*** Opening Data provided ***
PR #327, opened 2018-06-14
Some property- and parameter system improvements

andlaus:
The parameter system retrieves more changes: This PR adds support for positional command line parameters and overhauls the system how the help messages are created. As a guiney pig, ebos gets support for positional parameters, and a description of is added to the help messages of ebos and the lens_* simulators.

the property system only introduces `BEGIN_PROPERTIES` and `END_PROPERTIES` macros in order to be flexible on how properties are declared in the future. Note that while this is not a very significant change in itself, converting all code to use these macros implies plenty of boiler plate changes, i.e., it is best to review the individual patches of this PR instead of the accumulated changes. (if wanted, it can also be split because it is fully bisectable.)

### DIFF
--- a/ebos/ebos.cc
+++ b/ebos/ebos.cc
@@ -32,10 +32,11 @@
 
 #include "eclproblem.hh"
 
-namespace Ewoms {
-namespace Properties {
+BEGIN_PROPERTIES
+
 NEW_TYPE_TAG(EclProblem, INHERITS_FROM(BlackOilModel, EclBaseProblem));
-}}
+
+END_PROPERTIES
 
 int main(int argc, char **argv)
 {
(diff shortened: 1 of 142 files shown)


andlaus:
jenkins build this please

andlaus:
yes, but is trival enough not to warrant a separate PR?! (it does not contain any functional changes)

the usual procedure for such micro-cleanups so far has been to embedd in other PRs so far, usually not even in a separate patch. If you want to change this, I'll open a separate PR and point such stuff out in my reviews, too.

andlaus:
jenkins build this please

totto82:
Looks fine. I will merge it when the test is done.

PR #329, opened 2018-06-20
ebos: allow to specify the ECL case name

andlaus:
... instead of just the full file name of the deck. this mirrors flow's behavior.


totto82:
Thanks. Even ebos --option=foo SPE1CASE1 --option2=foo2 works. I will merge.

PR #332, opened 2018-06-21
use standard std::mutex instead of the openMP one

andlaus:
only having to rely on c++-2011 is a good thing, right? This PR also gets of the custom implementation of `ScopedLock` (where required, it ought to be replaced by `std::unique_lock`.)


blattms:
Isn't there a subtle difference between the two?

OmpMutex::lock and OmpMutex::unlock do nothing if OMP is not activated (No OMP -> No locks). With your change there will be at least one if statement executed when locking (that is if the STL implementors were clever).

andlaus:
> OmpMutex::lock and OmpMutex::unlock do nothing if OMP is not activated (No OMP -> No locks). 

true. *but*: this is not a general threading library but one tailored at the eWoms use case and eWoms currently does not use any threads without openMP. (besides asynchronous output and there we need to use openmp-independent locking anyway). Also, nobody has found any consistent performance impact for #318 (where this patch is a subset of), so the performance argument is purely academic?

andlaus:
I did some casual testing on performance: for some reason this branch seems to be *faster* than the current master, at least the jitter in the linearization time of the approximately ten runs of lens_immiscible_ecvf_ad with one global grid refinement was lower and the runtime also tended to be a few miliseconds better. this is a bit strange, but maybe it can be explained that the compiler does not need to create `ScopedLock` objects anymore?

totto82:
Looks fine. I will merge it tomorrow if @atgeirr or  @dr-robertk don't object.

ewoms/disc/common/fvbasediscretization.hh
```diff
@@ -840,13 +840,13 @@ public:
                 asImp_().localResidual(threadId).eval(residual, elemCtx);
 
                 size_t numPrimaryDof = elemCtx.numPrimaryDof(/*timeIdx=*/0);
-                ScopedLock addLock(mutex);
+                mutex.lock();
```
atgeirr: Why is the mutex required here? Don't we write to each item only once in line 847?

andlaus:
@atgeirr: To bring this discussion out of the realm of speculation, can you please benchmark this and see if you get any performance regression? If anything, I saw a small improvement, but you're using a relatively exotic system...

ewoms/disc/common/fvbasediscretization.hh
andlaus: yes, but adding two FieldMatrix objects is not threadsafe and this code does not assume that each entry is only accessed once (for example, this is not the case for the VCFV discretization)

atgeirr: > this code does not assume that each entry is only accessed once (for example, this is not the case for the VCFV discretization)

Ok; it is only accessed once for the cell-centered FV discretization, right?

> adding two FieldMatrix objects is not threadsafe

That seems strange to me! In what sense do you mean it is not threadsafe?

atgeirr:
> @atgeirr: To bring this discussion out of the realm of speculation, can you please benchmark this and see if you get any performance regression? If anything, I saw a small improvement, but you're using a relatively exotic system...

I can take the chance on the performance based on your results and what I have read. If you give me a little time I can also check for myself, that is of course better, but I will probably not be able to do that until tomorrow or so.

ewoms/disc/common/fvbasediscretization.hh
andlaus: > Ok; it is only accessed once for the cell-centered FV discretization, right?

yes, but that's not the only customer of this code. (and for `flow` this particular code is not even used, so it's not worthwhile to optimize for that special case like for the actual linearization routine.)

>> adding two FieldMatrix objects is not threadsafe
>
> That seems strange to me! In what sense do you mean it is not threadsafe?

consider two threads which both simultaneously execute

```c++
x += y;
```

In this scenario, the value of `x` it is undefined because the addition of `x` is done in a register. The other thread does not "see" that register and may overwrite the value of the first thread at any point. Did anyone ever say that multi-threaded programming was easy?

atgeirr: Your point is general, and not specific to FieldMatrix. I assume you mean that adding them *in this context* is not threadsafe because two threads could both try to incrementally add to the same matrix? (So any threads can add FieldMatrix objects as much as they like, as long as they do not write to the same location.)

andlaus: > (So any threads can add FieldMatrix objects as much as they like, as long as they do not write to the same location.)

as far as I'm aware the definition of a piece of code being "thread safe" is that it can by called by any thread in any context, right? ;)

andlaus: (if not, everything is threadsafe.)

atgeirr: So you mean simply that FieldMatrix itself makes no effort to ensure it is written to by only one thread at a time?

I initially got the impression that you meant something worse was going on: a static memory caching or something that would make it impossible to parallelize.

andlaus: > So you mean simply that FieldMatrix itself makes no effort to ensure it is written to by only one thread at a time?

yes. It IMO does exactly what it is supposed to do, but it is not threadsafe in the sense that if multiple threads manipulate the same object at once, the result is undefined; hence the need for the mutex.

andlaus:
@atgeirr: any performance news from your side?

atgeirr:
Running test, but had to interrupt because of a meeting. Resuming soon.

atgeirr:
I could not observe a meaningful difference: there was a 20 second difference in disfavor of this PR on Norne, but all of that was in the linear solver, which is not touched at all here. So I'll put that down to random variation.

andlaus:
that's congruent with my measurements. mind to press green?

PR #333, opened 2018-06-28
rename completion to connection

totto82:
This is a pure rename PR to make the connection vs completion naming consistent.


totto82:
jenkins build this please

andlaus:
looks good & not much can go here, merging.

PR #334, opened 2018-06-29
parameter system: add ability to hide parameters

andlaus:
i.e. they are still there but not mentioned in the usage message. only registered parameters can be hidden an only before the parameter registration is closed by EWOMS_END_PARAMETER_REGISTRATION.


andlaus:
jenkins build this please

totto82:
Thanks. This answers my main concern with OPM/opm-simulators#1512

PR #335, opened 2018-06-29
WIP Fix thpress restart

totto82:
THPRES is read from the restart file
We no longer need to compute it from the initial conditions if defaulted.

Currently the restart of Model 2 doesn't work due to issues with THPRES input. 
This PR fixes this, but there is a slight difference in results. I have compared the
computed thpressures with the ones read from the restart file and they are identical as far as I can see. 

I will need to do some more testing to figure out whether the mis-match is related to THPRES or to something els.

### DIFF
--- a/ebos/eclproblem.hh
+++ b/ebos/eclproblem.hh
@@ -446,9 +446,6 @@ public:
             // create the ECL writer
             eclWriter_.reset(new EclWriterType(simulator));
 
-        // Loading the solution from a restart file is done recursively, we need this
-        // bool variable to signal the stop condition.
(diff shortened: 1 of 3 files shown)


andlaus:
I assume this is primarily a fix to make THPRES work for restart runs of model 2, not a performance improvement? Anyway, the patch seems good to me. Seems like we need an update of the reference data?

andlaus:
jenkins build this please

andlaus:
okay, this looks good, and whilie it is not yet perfect, it improves things. merging.

PR #338, opened 2018-07-03
fix linkage of binaries that use EWOMS_HIDE_PARAM()

andlaus:
this lead to undefined symbols for binaries that use EWOMS_HIDE_PARAM() when using debugging flags on GCC. They where caused by trying to take references to the values of some properties and these values are `static const int` class attributes. Since I'm pretty sure that the c++ standard mandates that symbols for such variables must be emitted, this might constitute a GCC bug. (also, when optimizations are enabled the linker errors went away. this was probably caused by the fact that this variable was unused and the compiler thus probably killed it completely.)


andlaus:
jenkins build this please

totto82:
Thanks for the fix.

blattms:
Let's help other people (using a web search) and provide the error message.

PR #341, opened 2018-07-09
complain if grid adaptation ought to be used at the same time as asynchronous VTK output

andlaus:
with grid adaptation, the modification of the grid by the adaptation routines might happen at the same time as `Dune::VTKWriter` tries to access it. this leads to some very enigmatic runtime errors.


andlaus:
jenkins build this please

PR #342, opened 2018-07-10
black oil model: use reasonable equation weights if surface volumes are conserved

andlaus:
`flow` is unaffected by this because the equation weight is only used to compute the errors in the non-linear and linear solvers and for both of these `flow` rolls its own code...


andlaus:
jenkins build this please

PR #344, opened 2018-07-10
linear solvers: reduce the singularity limit to 10^-30

andlaus:
as usual, `flow` is completely unaffected by this because it does not use this code.


andlaus:
jenkins build this please

PR #347, opened 2018-07-12
CollectToIORank: fix some of the const mess

andlaus:
as noted by @blattms in his review of #346, some const qualifiers have been accidentally changed in CollectToIORank. this patch should revert them back to the state before #346.

on a more general note, while doing this patch I noticed that the `const`-ness situation in this class is (and always has been) quite messy and the code looks needlessly complicated in some places, i.e., it ought to be significantly refactored IMO.

### DIFF
--- a/ebos/collecttoiorank.hh
+++ b/ebos/collecttoiorank.hh
@@ -104,8 +104,8 @@ public:
         std::vector<int>& ranks_;
 
     public:
-        DistributeIndexMapping(std::vector<int>& globalIndex,
-                               std::vector<int>& distributedGlobalIndex,
+        DistributeIndexMapping(const std::vector<int>& globalIndex,
+                               const std::vector<int>& distributedGlobalIndex,
                                IndexMapType& localIndexMap,
                                IndexMapStorageType& indexMaps,
                                std::vector<int>& ranks)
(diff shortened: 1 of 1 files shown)


andlaus:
*** Closing Data provided ***
- [Assignment]: Using the records given above, list every line that includes the word "completely".

- [Answer to this exercise]:
this lead to undefined symbols for binaries that use EWOMS_HIDE_PARAM() when using debugging flags on GCC. They where caused by trying to take references to the values of some properties and these values are `static const int` class attributes. Since I'm pretty sure that the c++ standard mandates that symbols for such variables must be emitted, this might constitute a GCC bug. (also, when optimizations are enabled the linker errors went away. this was probably caused by the fact that this variable was unused and the compiler thus probably killed it completely.)
as usual, `flow` is completely unaffected by this because it does not use this code.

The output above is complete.